I also was really impressed by Hemingway, Fitzgerald, Roth, Dreiser, and Sinclair Lewis. And the ones I call the American Gothics—Hawthorne and Melville. I love those guys! Bartleby the Scrivener still blows me away.
I’m shy about mentioning anyone living, though there are many I admire, because I’m afraid of leaving someone out. But just to mention a couple of contemporaries whose books probably inspired this series most directly, I’d have to say Caleb Carr, Ian Rankin, and Andrew McCall-Smith.
I love each of those three as well! Thank you so much, Carole, for this interview.
*****
Carole Lawrence (Carole Bugge, C. E. Lawrence) has eleven published novels, six novellas and several dozen short stories and poems. Many of her works appear in translation internationally. Winner of both the Euphoria Poetry Competition and the Eve of St. Agnes Poetry Award, she is a two time Pushcart Poetry Prize nominee and First Prize winner of the Maxim Mazumdar Playwriting Competition, the Chronogram Literary Fiction Prize, Jerry Jazz Musician Short Fiction Award, and the Jean Paiva Memorial Fiction Award. She was a finalist in the McClaren, MSU and Henrico Playwriting Competitions, as well as the Samuel French One Act Play Competition. Her play Strings was nominated for a New York Innovative Theatre Award, and was recently produced at the Kennedy Center. It is now in development with the Pulse Theatre in Manhattan. She is the recipient of a monetary grant from Poets and Writers, a new York State Art Council grant, and a grant from the NEA to read her work at Lincoln Center.

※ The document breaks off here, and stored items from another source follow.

PR #793, opened 2016-04-09
Hostname as Roundcube Name

aspdye:
I think that "mail.mydomain.de Webmail" looks better than "Mail-in-a-Box/Roundcube Webmail" :wink: 

cc @JoshData


aspdye:
Statement? :grin: @JoshData

JoshData:
Merged!

PR #794, opened 2016-04-09
Create issue_template.md

aspdye:
I think this could make much things easier, for providing faster and more target support. I've taken the issue_template.md from the ownCloud guys and modified it for our use 😉 

It will appear directly in every issue, users will report: https://github.com/blog/2111-issue-and-pull-request-templates 

Any additional ideas? @JoshData

### DIFF
--- a/.github/issue_template.md
+++ b/.github/issue_template.md
@@ -1,0 +1,51 @@
+<!--
+Thanks for reporting issues back to Mail-in-a-Box! This is the issue tracker of Mail-in-a-Box, if you have any support question please check out https://discourse.mailinabox.email.
+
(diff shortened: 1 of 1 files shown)


aspdye:
Additions or Statement 😁 @JoshData

JoshData:
This is a nice idea, but since most issues here aren't really support requests (they're mostly new feature requests) I think this will mostly get in the way.

It would be better to have something like this on the discourse forum. I also have a template suggestion at https://mailinabox.email/maintenance.html#something-went-wrong --- which no one has ever seen/used.

aspdye:
I know this Template Suggestion from you :sweat_smile: 
Maybe we can give it a more prominent position :grin:

PR #650, opened 2016-01-03
Bootstrap Upgrade & Seperate Dropdown for DNS

aspdye:
-Upgrade Bootstrap from 3.3.5 to 3.3.6
-Move DNS Settings to seperate Dropdown

unbenannt

PR #795, opened 2016-04-09
Upgrade Bootstrap 3.3.5 to 3.3.6

aspdye:
#650 without the DNS separation 😁


aspdye:
Should / Can you add this to Changelog? :grin:

JoshData:
It's not really worth including, IMO, since it doesn't fix any known issues.

PR #804, opened 2016-04-23
Make clear that Let's Encrypt is reccomended!

aspdye:


JoshData:
Just change "reseller" to "provider"?

aspdye:
Done 😉 @JoshData

JoshData:
Thanks! Merging!

PR #806, opened 2016-04-24
Update Roundcube to 1.1.5

aspdye:
- Update to Roundcube 1.1.5 and use the new SHA256 Hash 😉
- Fetch Roundcube from GitHub (https://github.com/roundcube/roundcubemail/releases)


yodax:
Was about to reply about start.sh, but you caught it :+1:

aspdye:
Stupid question @yodax but do you know, which hashes we use (md5, sha-1, ...) 😁

yodax:
In functions.sh wget_verify uses sha1sum.

aspdye:
fixed 😉

yodax:
Looks like an important security release.

aspdye:
@yodax what do you think about using GitHub instead of the AWS mirror 😁 We have created this mirror because of SourceForge - and i think GitHub is stable 😉

yodax:
If github isn't working, the bootstrapper will also not work so it should be safe. Moving to github will probably save @joshdata a few bucks too. So imho github should be fine.

JoshData:
Please don't submit PRs that do logically unrelated things. If you un-rename the file, I'll merge. Also "Mirror" should be lowercase.

aspdye:
Done :wink:

JoshData:
Thanks!

Issue #764, opened 2016-03-21
ownCloud 9


itsazzad:
Is it moving to ownCloud 9 soon?

aspdye:
Ref #514

JoshHarmon:
Worth noting is that my (separate) ownCloud box caused connection issues to CalDAV via OS X 10.11 when upgraded to 9.0. The reason for that is because they moved the iOS/OS X CalDAV URL from /remote.php/caldav/principals/user/name to /remote.php/dav/principals/user/name. I simply had to re-add the calendar account in the Advanced mode and manually set the URL.

OS X and iOS Contacts apps were unaffected, it seems.

ponychicken:
I would suggest doing the upgrade even though it should be replaced with something better on the longterm. The update fixes a number of stupid bugs (for example I cannot currently open a OwnCloud-created zip file on the Mac)

ponychicken:
Maybe it's best to wait until 9.0.1 is released which looks to be the fifth of April.

aspdye:
We wait until all CardDAV and CalDAV Features are well implemented. 9.0 is a great release, but 9.0.1 of ownCloud Core and 1.1 on Calendar are necessary updates **before** we implement this into MiaB-Instances. :wink: Otherwise, there would be some problems with CalDAV and CardDAV shares :grin: 

ownCloud Calendar 1.1 will be released on 12.04. so I think we can release Mail-in-a-Box with ownCloud 9.0 at the end of 04/2016 :stuck_out_tongue_winking_eye:

anoma:
As anecdotal evidence of why @aspdye is spot on, I tried to update the cardav plugin on my docker install here and it responded with an error. Google provided the answer that the problem is core and fixed in 9.0.1.

aspdye:
☝️test, develop and enjoy 😉

JoshData:
Let's take this conversation back to #514. The answer to the original question is: We don't know.

Issue #761, opened 2016-03-18
ActiveSync Contacts broken - iOS


henningwerner:
I've try to sync my contacts via ActiveSync on my iPhone with iOS 9.X
But my contacts look like this:
Firstname;Lastname

In my opinion it should be in the right columns now is all in the firstname field but seperated with semi colon. The other thing is the sync is incomplete some contacts are missing.
But alle are visible in ownCloud.

yodax:
I did a quick test and can confirm this. If i have some time I will have a look at the cause.

yodax:
I checked if using card dav directly would work and it doesn't. Same problem. So it isn't an z-push issue, it is probably an own cloud issue. My contact says LastName;FirstName;;;

Is anybody else using OwnCloud contacts with iOS 9 and not seeing this problem?

nstanke:
Everything good here. Though I'm on the latest 9.3 beta using CardDav w/ OwnCloud updated to 8.2.2 through the interface.

yodax:
Could you try again with the latest dev version? That has an upgraded own cloud and that works for me.

comvice:
@yodax sorry for my late reply.
I now managed it to upgrade to version v0.17c.
Should there the bug fixed or what should I do?

yodax:
It worked for me, so it should be fixed. Otherwise wait for own cloud 9.

comvice:
Not for me, I first disabled and remove contacts from phone then activated and finally broken contacts are here.

henningwerner:
@yodax what you've done?
Do you reimport your contacts or just deactivate and activate the contact switch on your iPhone?
The update to v0.18b also deliver me broken contacts.

yodax:
I haven't done anything since the owncloud upgrade. It just worked. I don't have any ideas then. Seems weird. Did you try resyncing the phone from te box' command line using zpush admin? (Long shot)

JoshData:
Closing because it's been a while. Feel free to re-open.

Issue #514, opened 2015-08-12
Replace ownCloud with something more stable


JoshData:
We've had [dozens of issues](https://github.com/mail-in-a-box/mailinabox/search?q=owncloud&type=Issues&utf8=%E2%9C%93) with ownCloud. Most recently, editing events is totally broken (https://github.com/owncloud/calendar/issues/892) -- fortunately I noticed before making a new release of Mail-in-a-Box. Prior to that, ownCloud [broke their release distributions](https://github.com/mail-in-a-box/mailinabox/issues/453) and put one version under the name of a different version, and clobbered their own hash signature to hide the problem.

They're making me waste a lot of time trying to pin down their problems.

So I'm now going to be looking into replacing ownCloud with [SabreDAV](http://sabre.io/), which is ownCloud's DAV component, plus some new calendar/contacts front-end.

In this scenario, the Files app will be dropped with no replacement (it's not something I ever intended to support).

Suggestions welcome.

mbardelmeijer:
:+1:

anoma:
I have to agree. From my use case all I have ever wanted is reliable contacts, calendar and notes that can be shared between users. I think this a natural match to mailinabox. Unfortunately the shared part seems very hard to achieve outside of OwnCloud and as we know it spends as much time broken as working.

When experimenting for alternatives I particularly liked http://baikal-server.com/ 

Interestingly on looking again it appears at least some work on shared contacts and calendars is in the works (https://github.com/netgusto/Baikal/issues/303)

dhpiggott:
I'd be happy with a move away from ownCloud to SabreDAV.

I wouldn't be so sure about Baikal. Before I switched to MIAB I used Baikal to meet my *DAV requirements, but I found on a number of occasions that my contacts had been corrupted. Unfortunately my memory of the corruption issues I had isn't great, so I can't say with certainty that it was Baikal (I may have concluded it was an issue with CardDAV Sync which I was using at the time). It might even have only happened with [Radicale](http://radicale.org/) which I used for some time before Baikal (maybe that was why I switched!). What I do know is that I've not had any corruption issues with MIAB + DAVdroid.

PortableTech:
I certainly have my own frustrations with the OwnCloud calendar app where a deleted calendar can not be properly recreated.  They certainly could do a better job on things.  

[...]

PR #807, opened 2016-04-24
Hello ownCloud 9

aspdye:
_**This is WIP!!**_

#764, #761, #514 are issues we can close ...
Let's replace ownCloud with something more stable ... Say hello to **ownCloud 9** 💪 

In our current MiaB release, we are using ownCloud 8.1. With the current "master" we have updated to ownCloud 8.2. But I think we should skip 8.2 and go directly to 9.0, because this version could solve many of our problems - especially with **CalDAV** and **CardDAV**. With 9.0, ownCloud introduces a new DAV interpretation (very nice btw 👍). The old calendar and contacts apps were dropped, and are not longer supported. Thats why I think we should do this step as fast as possible.

This Pull Request will update ownCloud to version 9.0.1, and introduces the new calendar (1.1) and contacts (1.2.0.0) apps 🚀 ...

This is a very big patch, so I want you to test it, and to **NOT** post "👍" in the comments 😜

_Please keep in mind, that this is still not finished. There is a lot of work to do, until we can release this to the users:_

### To-Do List

- [ ] Testing, testing, testing
- [ ] Upgrade Process (if you are using 8.1 you should be able to skip 8.2 by an update script and go to 9.0.1 directly, without any noise at the user)
- [ ] Update z-Push, so that the new dav-links are used
- [ ] ...

### Notes

- We  should drop iOS / OS X Configuration Profiles, because they will be part of ownCloud Calendar and ownCloud Contacts in the coming versions 😉 (https://github.com/owncloud/calendar/issues/269, https://github.com/owncloud/contacts/issues/263)
- ...

cc'ing some ownClouders: @DeepDiver1975 @henni @georgehrke @jancborchardt @jospoortvliet


aspdye:
@yodax Maybe you can help me out 😁 ...i try to copy the calendar and contacts apps (.tar.gz) into the /apps/ folder (and unpack them) so that they are in /apps/calendar and /apps/contacts/ - but this is hanging somewhere 😕 THX

Issue #446, opened 2015-06-18
Replace fail2ban with Sshguard


m4rcs:
As fail2ban doesn't really support IPv6 it should be replaced with [Sshguard](http://www.sshguard.net/). It natively supports ssh and dovecot which are the services which are protected by fail2ban.

JoshData:
Sounds good to me. Want to put together a pull request?

nstanke:
Is Fail2ban even working at the moment? +1

JoshData:
I'm not sure. If we switch, we will also need a test script to demonstrate that it is actually working.

m4rcs:
I can try replacing it. The problem is that I don't have much experience with neither fail2ban nor Sshguard. So if somebody knows how to test it, feel free to tell me. I just know somthing like [wrk](https://github.com/wg/wrk) for HTTP testing. Maybe there is something for SSH and IMAP.

nstanke:
Just noticed that the last SSHGuard release is over 4 years ago (http://freecode.com/projects/sshguard/releases) . Hence Fail2ban is still in active-development.

JoshData:
There's active development here:

https://bitbucket.org/sshguard/sshguard/commits/all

Her plays and musicals have been presented in New York City at The Players Club, Manhattan Punchline, Pulse Theatre, The Van Dam Street Playhouse, Love Creek, Playwrights Horizons, HERE, the Episcopal Actors’ Guild, the Jan Hus Theatre, Lakota Theatre, The Open Book, The 78th Street Theatre, Genesius Guild, the 14th Street Y, Stageplays, and Shotgun Productions, as well as internationally, including the Alleyway Theatre, the Fairfield Theatre, Mountain Stage, ICS Theatre, The Bay Street Theatre, Actors and Writers, and the Byrdcliffe Theatre, the Marc Grogan Theatre in Carlow, Ireland, the Four Elms in Kent, UK, and the Stage Stars in London. She was sponsored by The Paper Mill Playhouse for a TCG Playwriting Award two years in a row, and was a Playwriting Fellowship finalist at Manhattan Theatre Club.
She was recently the Featured Composer in the “Songbook Series” in New York City, presented by John Znidarsic, director of Arts & Artists at St. Paul. Her short radio plays have appeared on NPR, and she has written articles and reviews for various periodicals, including Habitat, H. P. Lovecraft Magazine, Sherlock Holmes Magazine, The Writer, Publisher’s Weekly, The Third Degree and Suspense Magazine. She is a magna cum laude graduate of Duke University, where she also studied music, theatre and German, graduating with Honors in English Literature. She is a Featured Poet in China Grove Literary Magazine, a Fellow of Hawthornden International Writers Retreat, and Writer in Residence at Byrdcliffe Art Colony. She is on the faculty of NYU and Gotham Writers Workshop, as well as the Cape Cod Writers and San Miguel Writers Conferences. She is a member of the Dramatists Guild, Authors Guild, Sisters In Crime, International Thriller Writers, and Mystery Writers of America.